Florida residents can now go to their local pharmacies to receive more medical vaccinations.
Florida House Bill 279 signed by Governor Rick Scott on June 10 went into effect on Wednesday. The new state law is offering new vaccinations at neighborhood pharmacies instead of only at the doctor’s office.
Influenza and shingles vaccines are two vaccinations already available at neighborhood pharmacies. But now patients can receive vaccinations for Hepatitis A, Hepatitis B, TDAP (Tetanus, Diphtheria and Pertussis, also known as whooping cough), Varicella, MMR (Measles, Mumps and Rubella), and Meningococcal and Pneumococcal bacterial infections.

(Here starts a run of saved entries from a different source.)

PR #3599, opened 2022-10-10
Apple Silicon Support Tickets

### LINKED ISSUE #3571: Upgrade to svg-sprite 2.0 (and remove PhantomJS stuff)
A new versions of [SVG-Sprite](https://github.com/svg-sprite/svg-sprite) is here and it no longer has PhantomJS. 🎊🎊🎊🎊  So this ticket is to bump the version and cleanup PhantomJS stuff. This does have a few new package dependencies that are not pure JS,  like [resvg-js](https://www.npmjs.com/package/@resvg/resvg-js) and possibly [playwright-chromium](https://www.npmjs.com/package/playwright-chromium). So in 5 years these things will become problems as they are no longer supported. 😁

### LINKED ISSUE #3573: Move from Chrome to Chromium for behat testing.

### LINKED ISSUE #3579: mozjpeg, called from gulp-imagemin, throws an error.
This one is pretty fun. So the version of imagemin-mozjpeg we use must be built from source to support ARM64. The decoded error message thrown by node is `qemu-x86_64: Could not open '/lib64/ld-linux-x86-64.so.2': No such file or directory\n`. The thing is, if there is no build tools it tries to run the intel version, which dies. After installing the tools into the docker container, the current version we have builds and works ok.

So we actually need to install a number of things in the docker container in order to be able to build mozjpeg:
- autoconf
- libtool
- libpng-dev
- m4
- pkg-config
- nasm

### LINKED ISSUE #3580: Remove the AMD64 platform from the web container once ARM64 native support is added.

bryanpizzillo:
This also removes the requirement for PhantomJS.

Closes #3571 
Closes #3573 
Closes #3579 
Closes #3580


KateMashkinaNIH:
Automated regression is passed on ode509. Poked around visually - nothing to note

arcepaul (approved):

blairlearn (approved):

PR #3607, opened 2022-10-18
(#3604) NCIDS Support for Section Nav

### LINKED ISSUE #3604: Mobile Menu needs more information from section nav
The section-nav API implemented in #3243 does return information about the section navigation. However, there is a challenge determining what the "parent section navigation" is for a given section. In the digital platform, the mobile navigation only shows up to 4-levels deep. Many of the sections of the web site fall below those 4 levels. The mobile navigation allows a user to navigate all the way up to the primary menu from the page they are on. Given the mobile navigation is only 4 levels deep, and many (most?), section navigations do not appear in the mobile nav, we must fetch multiple navs from the API. (e.g., the section navigation for the page, any other section navigations, and the mobile navigation)

This change request is to also return 2 extra pieces of information:
* The next navigation to fetch when the user has "moved" out of the current section tree. This should include:
   * The site section id of the next navigation root.
   * The menu type of of that navigation:
      * `section-nav` - for a site section.
      * `mobile-nav` - for the mobile nav.
* The ID of the site section within that parent menu where the returned section navigation should be placed.
   * This should follow all the display rules as defined in ticket #3243. So there may be gaps if multiple parent site sections do not have valid landing pages, or are marked as hiding in navigation. That is ok. Find the closest. 
   * This ID will sometimes be the same ID as the section nav root id.

bryanpizzillo:
- This also adds in Spanish test cases.

Closes #3604

### DIFF
--- a/docroot/profiles/custom/cgov_site/modules/custom/cgov_site_section/src/Controller/CgovNavTreeController.php
+++ b/docroot/profiles/custom/cgov_site/modules/custom/cgov_site_section/src/Controller/CgovNavTreeController.php
@@ -4,9 +4,8 @@ namespace Drupal\cgov_site_section\Controller;
 
 use Drupal\Core\Controller\ControllerBase;
 use Drupal\taxonomy\TermInterface;
-use Drupal\path_alias\AliasManagerInterface;
+use Drupal\Core\Render\RendererInterface;
 use Symfony\Component\DependencyInjection\ContainerInterface;
-use Drupal\Core\Entity\EntityTypeManager;
 use Drupal\Core\Cache\CacheableJsonResponse;
 use Drupal\Core\Cache\CacheableMetadata;
 use Symfony\Component\HttpFoundation\JsonResponse;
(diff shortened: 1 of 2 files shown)


KateMashkinaNIH (approved):

docroot/profiles/custom/cgov_site/modules/custom/cgov_site_section/src/Controller/CgovNavTreeController.php
```diff
@@ -17,294 +16,469 @@
...
-      $container->get('path_alias.manager'),
-      $container->get('entity_type.manager'),
+      $container->get('renderer'),
     );
   }
 
   /**
    * Return section nav items.
    */
   public function getSectionNav(TermInterface $taxonomy_term = NULL) {
```
smitahantziosps, line 49: Instead of two functions "getSectionNav" and "getMobileNav" , We can create a single function "getNav" and pass the $menu_type as parameter "section_nav" and "mobile_nav".

bryanpizzillo: If you look at the 2 functions you will see that the logic is more than just section_nav or mobile_nav. So to avoid a conditional in a `getNav` function, they have been split up.

smitahantziosps: Ty! I see now why you have split it up. Thanks all looks good

smitahantziosps (approved):

PR #3666, opened 2022-11-30
(#3665) Remove h4 footer headers

### LINKED ISSUE #3665: The Footer link group headings are appearing as accessibility issues
This is actually "just" a content issue. 

The footer markup we say to use got updated a while ago because we should not use heading elements (e.g. `<h4>`) for items that are not an actual page heading. This is mostly due to the fact that if you are going to use a heading, you need to make sure that no levels are skipped. In the case of the footer html on dev, the "About", "Resources" and "Policies" sections are `<h4>` elements. On many pages there are only `<h1>` and `<h2>` elements. This means that we are skipping `<h3>`.

The correct code can be seen at https://designsystem-dev.cancer.gov/develop/components/footer#nci-big. 

NOTE: I don't know if there are any other elements that are not correct, I just found this issue in a lighthouse report.

olitharp-nci:
closes #3665


olitharp-nci:
#3679

PR #3670, opened 2022-11-30
(#3667) Fix autosuggest analtyics

### LINKED ISSUE #3667: Analytics value for autosuggest on global search bar not working as expected.
The autoSuggestUsage, numCharacters, charactersTyped and numSuggestsSelected values are not working as expected

Per Joe: 

These components are getting values - but not the correct values. so the autoSuggestUsage is sending "true" instead of the values specified. The numCharacters, charactersTyped and numSuggestsSelected are passing numbers (as expected), but not the correct numbers based on the requirements

The requirements for these components are captured in: https://github.com/NCIOCPL/cgov-digital-platform/issues/3279

olitharp-nci:
Closes #3667
WIP


olitharp-nci:
#3673

Issue #3266, opened 2021-12-15
Enabler: Update PHP to 8.0


bryanpizzillo:
# Update PHP to 8.0
> **ESTIMATE** TBD

Acquia is retiring PHP 7.4 10/2022 in lieu of 8.0. Technically PHP 8.1 is out. So if ACSF and ACE support 8.1 when this ticket is being worked on then it would make sense to go to 8.1. **8.1 has issues with our code, so this ticket is just for 8.0.**

> **_NOTE:_** This should probably be done around the time that Acquia starts defaulting ODEs to 8.0.

### Tasks
- [x] Update Docker stack
   * This includes figuring out which PHP module .ini files have to be changed out. (e.g. xdebug.ini changed a bunch from 7.2->7.3)
- [x] Update acquia-pipelines.yaml
- [ ] Change ACE and ACSF web server settings through the UI.
- [ ] Anything else missed from above...

### Previous upgrade tickets
* #3105
* #2523

PR #3736, opened 2023-01-16
(#3266) Upgrade to PHP 8.0

jfrank-nih:
- Updates Acquia Pipelines
- Updates Docker
- Removes json PHP module which is now core
- Updated php-dom-wrapper to work with PHP 8.0
- Fixed an error in our YAML Content subscriber that was incorrectly trying to access a key of an array without checking first.
- Update press release content to add values key to object that is required to be there. The underlying module code expects the key to be there. This was most likely just quietly not working before.
- Bad YAML content failed to set field_search_engine_restrictions correctly. It is unknown why cgov_metatag.module worked with the 0 value with PHP 7 vs PHP 8 failing. This would most likely be something with the Field loading or entity interface that is behaving differently with PHP 8.
- Updates phpunit.xml schema

### DIFF
--- a/.github/workflows/ci.yml
+++ b/.github/workflows/ci.yml
@@ -78,10 +78,10 @@ jobs:
       - name: Setup PHP with tools
         uses: shivammathur/setup-php@v2
         with:
-          php-version: '7.4'
+          php-version: '8.0'
           ## This list of extensions matches those we install with our docker file, then I removed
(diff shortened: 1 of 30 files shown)


KateMashkinaNIH:
passed automated regression tests - and much quicker too!

KateMashkinaNIH:
re-ran regression on ODE529 - pass

bryanpizzillo (approved):

PR #3759, opened 2023-02-04
(#1700) Enable automated logouts

### LINKED ISSUE #1700: Configure inactivity timeout to 120 minutes

### LINKED ISSUE #2061: Admin toolbar User Logout button does not work with SSO.
The logout button in the Drupal menu under `username` > Log out does not currently work. You get immediately logged back in. In reality you are being logged out, detected as not logged in, routed to Okta (where your session is usually still live), routed back to Drupal, and logged back in automatically.

Solution is to point the logout button to the Okta logout URL so that you are logged out of Okta and break the loop.

**Testing**

- Log in to CMS
- Click logout button
- Expected: You land on the Okta log in page; logging back in again takes you to the Okta dashboard where you can click on the CMS name to return to the CMS

@bryanpizzillo's original:

> It keeps logging me back in.

jfrank-nih:
Testing scenarios on tickets.

Closes #1700 
Closes #2061

### DIFF
--- a/blt/blt.yml
+++ b/blt/blt.yml
@@ -26,13 +26,13 @@ drush:
 modules:
   local:
     enable: [dblog, devel, views_ui, cgov_yaml_content]
-    uninstall: [syslog, acquia_connector, shield, acsf, simplesamlphp_auth, cgov_saml_auth_config, seckit, cgov_https_config, cgov_caching_nocdn, cgov_caching_cdn, acquia_purge, akamai]
+    uninstall: [syslog, acquia_connector, shield, acsf, simplesamlphp_auth, autologout, cgov_saml_auth_config, seckit, cgov_https_config, cgov_caching_nocdn, cgov_caching_cdn, acquia_purge, akamai]
   ci:
     enable: {  }
-    uninstall: [acquia_connector, shield, simplesamlphp_auth, cgov_saml_auth_config, cgov_https_config, akamai]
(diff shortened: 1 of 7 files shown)


bryanpizzillo (approved):
Changes look good to me as long as they pass testing.

Issue #3770, opened 2023-02-09
Remove cgov_migration module and other migrate modules.


bryanpizzillo:
### Issue description
> **ESTIMATE** TBD

We still have all the migration data from the migration 4 years ago. We should just remove the cgov_migration module as any of the code was really for Percussion migrations and we don't have Percussion anymore. (Also it is a lot of data that we don't need on our development machines or web servers) There is one gotcha - we still use migrate to load the site navigation for the YAML content.

## Tasks
1. Find a way to load ODE site sections.
    * This is currently done via `blt cgov:install:site-sections` which is called by `blt custom:install_cgov_yaml_content_by_module`.
    * `blt ccgov:install:site-sections` uses migrate, and our old source xml of percussion navigation items, to load the sections into the CMS.
    * It is good to have a large amount of site sections when testing our custom taxonomy manager, so we should keep this close to a www navigation tree.
    * Technically this loads raw HTML, which might just be for the OLD mega menu contents. So we should not need to care about that.  
    * One part of this is to delete the `blt/src/Blt/Plugin/Commands/SiteSectionsCommands.php` (i.e. `blt cgov:install:site-sections`) command.  
1. Update `hooks/common/post-code-deploy/post-code-deploy.sh` and `hooks/common/post-code-update/post-code-update.sh` to remove migration things.
2. Remove any migrate modules from composer.json (and the lock obviously), as well as from our cgov_site.info.yml profile  config. If there are any other dependencies in module.info.yml files, they should be removed from there.
3. Remove the cgov_migration module completely
4. Ensure no production site has any of the modules enabled. (Otherwise we need to turn them off before deploying)

PR #3773, opened 2023-02-13
(#3770) Remove Migrate Modules

bryanpizzillo:
This removes migrate modules and instead uses yaml_content for navigation structure.


adriancofie (commented):
Tested locally and clicked around, looks good to me

adriancofie (approved):

KateMashkinaNIH:
Both manual and automated regression passed

bryanpizzillo:
@blairlearn approved it via Slack.

PR #3783, opened 2023-02-28
(#3513) Add CTHP card title field

### LINKED ISSUE #3513: Store browser title field separate from page title field
### Issue description
The CDR users would like to be able to edit the browser title for Cancer Information Summary (CIS) pages in the CDR.

> **ESTIMATE** TBD

- Drupal accepts from the CDR and stores a possibly different value for the browser title than the value used for the title displayed at the top of the page, and actually uses this new value as the browser title (sent to the browser as the `<title>` element of the `<head>` block of the HTML document).

There are currently two fields for storing titles in CIS nodes.

1. A field labeled "**Title**" on the node-editing form in Drupal, populated from the `SummaryTitle` field in the CDR document. This is used both for the browser title (`html/head/title`, displayed in the browser tab and tooltip, possibly truncated, with the site identification appended) and the title displayed at the top of the page.
2. A field labeled "**Browser Title**" on the Drupal node-editing form, populated from the CDR `AltTitle` element with the type element equal to "**Short**," and used on the _Cancer Type Home Page_. Despite the label for this field (as well as its description, which says that it is displayed in the browser tab), the value stored in this field is **not** used as the browser title.

#### Titles on Drupal node form
image
#### Title element in the head block of the HTML document
image

### Related issues
https://tracker.nci.nih.gov/browse/OCECDR-5104

bkline:
This will allow the field_browser_title value, populated from the CDR, to be used as for the browser title, as was originally intended.

Tasks include:
- create new field_ctrp_card_title field, 100 characters max
- modify the RESTful services to handle the new field
- modify the tests to include the new field
- adjust the YAML sample content to include the new field
- add the new field to the CTHP: Guide Card List view
- modify the cthp guide card list item template to use new field
- use the field_browser_title value for the head/title element

Deployment will be coupled with a full load of the CIS summaries, to populate the new field with appropriate values, and to adjust the values in the browser title field so that they are unique.

Closes #3513.

### DIFF
--- a/docroot/profiles/custom/cgov_site/modules/custom/cgov_yaml_content/content/pdq_cis_hp_acupuncture.content.yml
+++ b/docroot/profiles/custom/cgov_site/modules/custom/cgov_yaml_content/content/pdq_cis_hp_acupuncture.content.yml
@@ -21,6 +21,8 @@
   field_date_updated:
     value: '2021-06-23'
   field_browser_title:
+    value: 'Acupuncture (PDQ®)'
+  field_cthp_card_title:
     value: 'Acupuncture'
   field_page_description:
     value: 'Acupuncture is a complementary therapy used by cancer patients to manage symptoms related to cancer and its treatment. Get detailed information about acupuncture and its use as a complementary therapy in cancer in this summary for clinicians.'
--- a/docroot/profiles/custom/cgov_site/modules/custom/cgov_yaml_content/content/pdq_cis_hp_adult_treatment.content.yml
+++ b/docroot/profiles/custom/cgov_site/modules/custom/cgov_yaml_content/content/pdq_cis_hp_adult_treatment.content.yml
@@ -21,6 +21,8 @@
   field_date_updated:
     value: '2018-11-02'
   field_browser_title:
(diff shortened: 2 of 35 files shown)


bryanpizzillo (approved):
Adding my review, but this will need to wait for the merge of the release branch tonight and then get rebased.

blairlearn:
This works with a clean install of the standard content, but with existing data (i.e. after updating), embedded CTHP card titles are blank.

Steps to reproduce locally

1. Exit from the container
2. `git checkout develop`
3. `composer cgov-clean && composer install`
4. Enter the container
5. `blt cgov:reinstall --no-interaction`
6. Browse to http://www.devbox/types/breast. The embedded summary link titles are present.
7. Exit, but do not shut down, the container.
8. `git checkout pdq-title-fields`
9. `composer cgov-clean && composer install`
10. Re-enter the container
11. `blt drupal:update --no-interaction`
12. `drush cr`
13. Browse to http://www.devbox/types/breast. The embedded summary link titles are blank.

image

blairlearn:
Per discussion in Slack with @KateMashkinaNIH, QA has verified this fix causes no regressions.

Issue #3768, opened 2023-02-09
Enabler: Upgrade Drupal to 9.5


bryanpizzillo:
# Upgrade Drupal to 9.5
> **ESTIMATE** TBD

The title says it all. Go from 9.4 to 9.5.

PR #3821, opened 2023-04-12
(#3768) Add translation to workaround issue

bryanpizzillo:
- We updated Drupal translations and this causes issues for our
  translations being overwritten unless we have a newer file.


bryanpizzillo:
This works on an ODE.

PR #3832, opened 2023-04-25
(#3484) Update Paragraphs and Friends

### LINKED ISSUE #3484: Enabler: Update paragraphs and paragraphs_asymmetric_translation_widgets modules
# Update the paragraphs and paragraphs_asymmetric_translation_widgets modules to the current version.

As part the Drupal 9.4 upgrade, it was discovered that behavior of the paragraphs and paragraphs_asymmetric_translation_widgets had changed. Additionally, the asymmetric translation widget is now considered "stable" instead of "experimental".

The changes don't seem to have impacted the user experience, but there are questions of whether there are impacts to the CDR publishing scripts and the cleanup of removed summary sections.

Things to be done:
- Switch back to "minimum version" constraints
  - `compose require drupal/paragraphs:^1.12 drupal/paragraphs_asymmetric_translation_widgets:^1.0`
- Test CDR publishing
  - Add/update/delete
  - Summary section cleanup

> **ESTIMATE** TBD

bryanpizzillo:
This updates the paragraphs, paragraphs_asymmetric_translation_widgets and entity_reference_revisions module. This ALSO updates from using the classic paragraph's widget to the "experimental" widget. The "experimental" widget is no longer "experimental". The experimental widget changes how paragraphs manages the actual paragraph entities and could break CDR Summary cleanup code.

Closes #3484


bkline:
Nothing much to review in the composer files. Unless the updates actually modify table or column names (which seems far-fetched) I don't see how they could break the cleanup code, but we can always (a) do a before/after table structure comparison; and (b) test with a publishing job or two once this gets stood up. Even if the cleanup breaks, the "damage" would be leaving around more useless rows than we want. If that actually happens (again, very unlikely) we'll just enter another ticket to fix it.

bryanpizzillo:
> Nothing much to review in the composer files. Unless the updates actually modify table or column names (which seems far-fetched) I don't see how they could break the cleanup code, but we can always (a) do a before/after table structure comparison; and (b) test with a publishing job or two once this gets stood up. Even if the cleanup breaks, the "damage" would be leaving around more useless rows than we want. If that actually happens (again, very unlikely) we'll just enter another ticket to fix it.

This won't be a table change issue, but it could be an issue with how it deals with the underlying entity reference revision storage.

bkline:
@bryanpizzillo I've spent a number of hours wrestling with this. As I have documented [elsewhere](https://github.com/NCIOCPL/cgov-digital-platform/wiki/Drupal-Storage-for-PDQ-Summaries), this rabbit hole is very complicated and it makes my brain hurt.

**TL;DR** I think we'll be OK. If you get any late Friday night panic phone calls, feel free to share the pain with me. 😂

As far as I can tell, we don't lose any revisions we want to keep.

> When you call translate on a node all the paragraph fields will have been copied in, instead of being empty.

I think that's OK, as the API code always hands Drupal the complete set of summary sections, rather than try and manipulate an existing list of `paragraph_item` entities.

> When you delete a translation, paragraphs asymmetric widget will delete all the paragraph entities.

I'm not sure what rôle a "widget" would play in this scenario. I think of "widget" as a user interface component, and this is all happening programmatically, bypassing the user interface. In any case, when I delete a Spanish summary, its paragraph entities do seem to be gone.

On the other hand, I'm seeing odd behavior in an edge case. When I delete a Spanish summary without doing anything with the original English summary, the pass to purge older revisions gets the error message

> Default revision can not be deleted

The purge logic gets all of the existing revisions for a node and sorts them so the newest revisions are at the front of the list. Then it walks through revisions, keeping track of how many have been identified for each language as "keep this revision" until we have three to keep for each language or we run out of revisions. The criteria for whether we keep a revision for a given language are:
1. Drupal reports that the language is affected by the revision (`$translation->isRevisionTranslationAffected()` returns `TRUE`); and
2. Drupal reports that the revision is published for this language (`$translation->isPublished()` also returns `TRUE`)

It appears that Drupal considers that the most recent revision is the default revision for the English summary even if the English "translation" for the node was not "affected" by that revision (we had only kept it because it was one of the revisions to be preserved for the Spanish summary, and now we want to get rid of that revision). The failure to prune that revision doesn't cause the publish job to fail, and having extra revisions around isn't a fatal problem. The next time we save a revision for the English summary pruning will again work correctly for that node. I don't know for certain whether this behavior is new with recent changes to Drupal core or the `paragraphs` module, or if it's been that way all along. I do know that we've never hit this edge case, because I went through all of the archived publishing logs back to 2019 (well before we were doing any pruning) and the log message the code would have recorded never appears.

I don't know how much more you want me to keep digging, but I need to take a break to let me head stop throbbing and to deal with two major releases I've got in flight (not counting the PDQ browser title stuff).

Dealing with very complicated APIs which interact with each other in seriously under-documented and conflicting ways is NOT my favorite pastime. 😩

bryanpizzillo:
@bkline 
> On the other hand, I'm seeing odd behavior in an edge case. When I delete a Spanish summary without doing anything with the original English summary, the pass to purge older revisions gets the error message
What is the behavior in the develop branch? To answer your comment about "I don't know how much more you want me to keep digging," if a new error appears because of the update, then yes, please see what is happening there.

bkline:
OK, will keep digging.

KateMashkinaNIH (approved):

PR #3891, opened 2023-06-01
(#3890) Fix Blogs RSS

### LINKED ISSUE #3890: Blog RSS fix does not apply when Updating Existing Site
The fix for #3640 does not apply to existing sites, including ACSF. The fix was to swap the `nid` and `field_date_posted` under the `sorts` key. While the order of `sorts` matters, Features is not detecting as a change that needs to be imported. A workaround is to update the admin label for the sort field, which *will* trigger it as a change.

### Related Tickets
* #3640

bryanpizzillo:
- Needed to update admin_label to force features into thinking that it
  needs to update the configuration state.

Closes #3890


KateMashkinaNIH:
RssFeed issue is fixed - verified earlier posted date is in correct order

Ruth Cuis, a Wal-Mart pharmacist from Orlando Florida said “This thinks it’s a good decision made by the governor a decision that put patients first and acknowledges some of the struggles of everyday Americans.”
The Senate Health Policy Committee Chairman, Aaron Bean said in the press release issued on Wednesday that the expanded list of vaccinations is important to the welfare of the communities.
He said, “The inability of Floridians to receive vaccinations puts them, their family members and the wider community at risk.”
According to the Association of American Medical Colleges in the years to come the nation and Florida will face a shortage of doctors. The association reports only 90,000 more doctors are expected in the next decade.
Recent surveys have shown that 95 percent of patients live within five-to-ten miles of a pharmacy, which makes it easier to receive vaccinations there rather than to drive out to a doctor’s office.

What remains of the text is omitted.